Book Read Free

Rising Storm t2-2

Page 23

by S. M. Stirling


  I may be wrong, but I don't believe it's legal for a private citizen to own a number of these." He looked at the gunrunner. "Could I be mistaken?"

  Luke nudged his partner and widened his eyes at him. Waylon frowned and nudged him back, hard enough to almost knock him off his feet. "They're props,"

  he said. "We needed something to lure him out here where he couldn't hurt anybody."

  Von Rossbach and all the men in black looked at him for a moment, then Sully turned to the big Austrian and they both grinned.

  "That's not bad," Sully said, turning back to Bridges. "But you didn't let me finish. See, this money isn't just a reward. It's a bribe to keep your mouth shut.

  You talk to anybody about what's happened here tonight, and you and your buddies are going to be spending a very long time in a very high-security prison." He looked each of the three men in the eyes. "Am I understood?"

  The gunrunners nodded and shuffled, muttering unhappy agreement.

  "Good!" Sully said happily. "Then you can go!"

  The three men looked at him uncertainly for a moment, not moving.

  "GO!" Sully bellowed, and slammed the trunk.

  Suddenly he spun around and fell to the ground.

  "Hit the dirt!" Dieter yelled, throwing himself down.

  He rolled toward the car and hugged the side, looking into the darkness. Around him men in black leapt aside, disappearing as if by magic. Waylon, Luke, and Luis huddled at the back of the car as Bridges dug out his keys and unlocked the trunk.

  "Let me out of these!" Dieter demanded.

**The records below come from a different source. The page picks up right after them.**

PR #453, opened 2023-10-11
Reduce variable count

### LINKED ISSUE #414: Reduce number of resolution variables to one per bundle
Today one bundle in the catalog may result in multiple variables for the solver due to the fact that we create one variable per bundle occurrence in each channel. For example, If package `foo` has bundle `foo.v1` which occurs in channels `beta` and `stable`, we create two variables for the solver.

This is the case currently in `main` branch where we create entities (which later get translated into variables) [here](https://github.com/operator-framework/operator-controller/blob/3a8f2a000096828c40367baca478a19b7dbc632e/internal/resolution/entitysources/catalogdsource.go#L143-L147) and in the upcoming PR which replaces entities & entity sources (see [this discussion](https://github.com/operator-framework/operator-controller/pull/413#discussion_r1326532379)).

This issue is to look into whether we can reduce a number of variables we create to one per bundle.

This should be possible because we should be doing all the filtering of bundles by channel before we create a variable for the solver.

m1kola:
# Description

After this commit we will be creating one bundle per package. Previously we we creating one variable per bundle occurance in a channel which is currently unnecessary.

Closes #414

## Reviewer Checklist

- [ ] API Go Documentation

### DIFF
--- a/internal/resolution/variables/bundle.go
+++ b/internal/resolution/variables/bundle.go
@@ -26,17 +26,17 @@ func (b *BundleVariable) Dependencies() []*catalogmetadata.Bundle {
 	return b.dependencies
 }
 
-func NewBundleVariable(id deppy.Identifier, bundle *catalogmetadata.Bundle, dependencies []*catalogmetadata.Bundle) *BundleVariable {
-	var dependencyIDs []deppy.Identifier
+func NewBundleVariable(bundle *catalogmetadata.Bundle, dependencies []*catalogmetadata.Bundle) *BundleVariable {
+	dependencyIDs := make([]deppy.Identifier, 0, len(dependencies))
 	for _, bundle := range dependencies {
-		dependencyIDs = append(dependencyIDs, BundleToBundleVariableIDs(bundle)...)
+		dependencyIDs = append(dependencyIDs, BundleVariableID(bundle))
 	}
 	var constraints []deppy.Constraint
 	if len(dependencyIDs) > 0 {
 		constraints = append(constraints, constraint.Dependency(dependencyIDs...))
 	}
 	return &BundleVariable{
-		SimpleVariable: input.NewSimpleVariable(id, constraints...),
+		SimpleVariable: input.NewSimpleVariable(BundleVariableID(bundle), constraints...),
 		bundle:         bundle,
 		dependencies:   dependencies,
 	}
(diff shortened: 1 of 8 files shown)


internal/resolution/variablesources/bundles_and_dependencies.go
```diff
@@ -63,25 +63,25 @@ func (b *BundlesAndDepsVariableSource) GetVariables(ctx context.Context) ([]depp
...
-			}
+		id := olmvariables.BundleVariableID(head)
 
-			// add bundle dependencies to queue for processing
-			bundleQueue = append(bundleQueue, dependencies...)
+		// ignore bundles that have already been processed
+		if _, ok := visited[id]; ok {
+			continue
+		}
+		visited[id] = struct{}{}
```
stevekuznetsov, line 72: Can we use `sets.New[deppy.Identifier]()` for clearer semantics on `visited` and `added`?

m1kola: AFAIK Go doesn't have sets in standard library and as a result using maps for sets is pretty common.

But we can do that. However I do not see any sets package in our codebase. What package is it?

m1kola: Anyway I think it should not be in this PR. Could you please create an issue or PR for this suggesting a pacakge to use?

stevekuznetsov: The k8s API machinery sets package is the one - we use it in basically every other package. Feel free to create the issue if you don't think you can do it here.

everettraven (approved):
These changes seem reasonable and look good to me, nice job on the variable reduction!

I'm approving, but would prefer waiting to merge on a second approval from someone who has better insight into the variable(sources) and resolution process as a whole to verify this doesn't have any cascading impacts.

internal/resolution/variablesources/bundles_and_dependencies.go
m1kola: I'm a fan of small PRs serve one porpuse. Don't want to mix different efforts into this PR.

Created #454 for this.

internal/resolution/variables/bundle.go
```diff
@@ -26,17 +26,17 @@ func (b *BundleVariable) Dependencies() []*catalogmetadata.Bundle {
 	return b.dependencies
 }
 
-func NewBundleVariable(id deppy.Identifier, bundle *catalogmetadata.Bundle, dependencies []*catalogmetadata.Bundle) *BundleVariable {
-	var dependencyIDs []deppy.Identifier
+func NewBundleVariable(bundle *catalogmetadata.Bundle, dependencies []*catalogmetadata.Bundle) *BundleVariable {
+	dependencyIDs := make([]deppy.Identifier, 0, len(dependencies))
 	for _, bundle := range dependencies {
```
joelanford, line 31: Nit: unrelated to this PR, but we can we change the loop variable to be called `dependency` instead of `bundle` so that it doesn't shadow the `bundle` variable passed in as a parameter?

joelanford (approved):
LGTM. I left a nit about a semi-unrelated fix. We can address it now or later.

internal/resolution/variables/bundle.go
m1kola: I'll submit a follow up PR straight after merging this one.

m1kola:
I experimented with t8c operator from https://operatorhub.io/: when installing without specifying version it currently creates 87 variables. With changes in this PR it creates 21 variables.

I haven't mesured the preformance (with a naked eye it is unnoticable), but at least it will give a shorter error message in case of resolution failure.

internal/resolution/variables/bundle.go
m1kola: https://github.com/operator-framework/operator-controller/pull/455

  Luke looked at Waylon, who hesitated, then nodded. Luke slipped forward, digging in his pocket for his key ring. He unlocked the cuffs and Dieter chaffed

  his wrists, giving the other man a hostile glance.

  "Friends of yours?" he asked, gesturing toward the darkness.

  Luke shook his head, then said "no" softly. "We didn't tell anybody about this.

  Didn't want to give anybody else a cut."

  Von Rossbach grunted. "You'd better give me a gun, then," he said, and began to work his way to the back of the car.

  The Infiltrator's permission to kill had been acted upon instantly, much to Alissa's dismay. Only one of the Terminators was in position; the others were still on the way. Her own fault, she realized, she should have phrased the order differently. More firepower would have made all the difference.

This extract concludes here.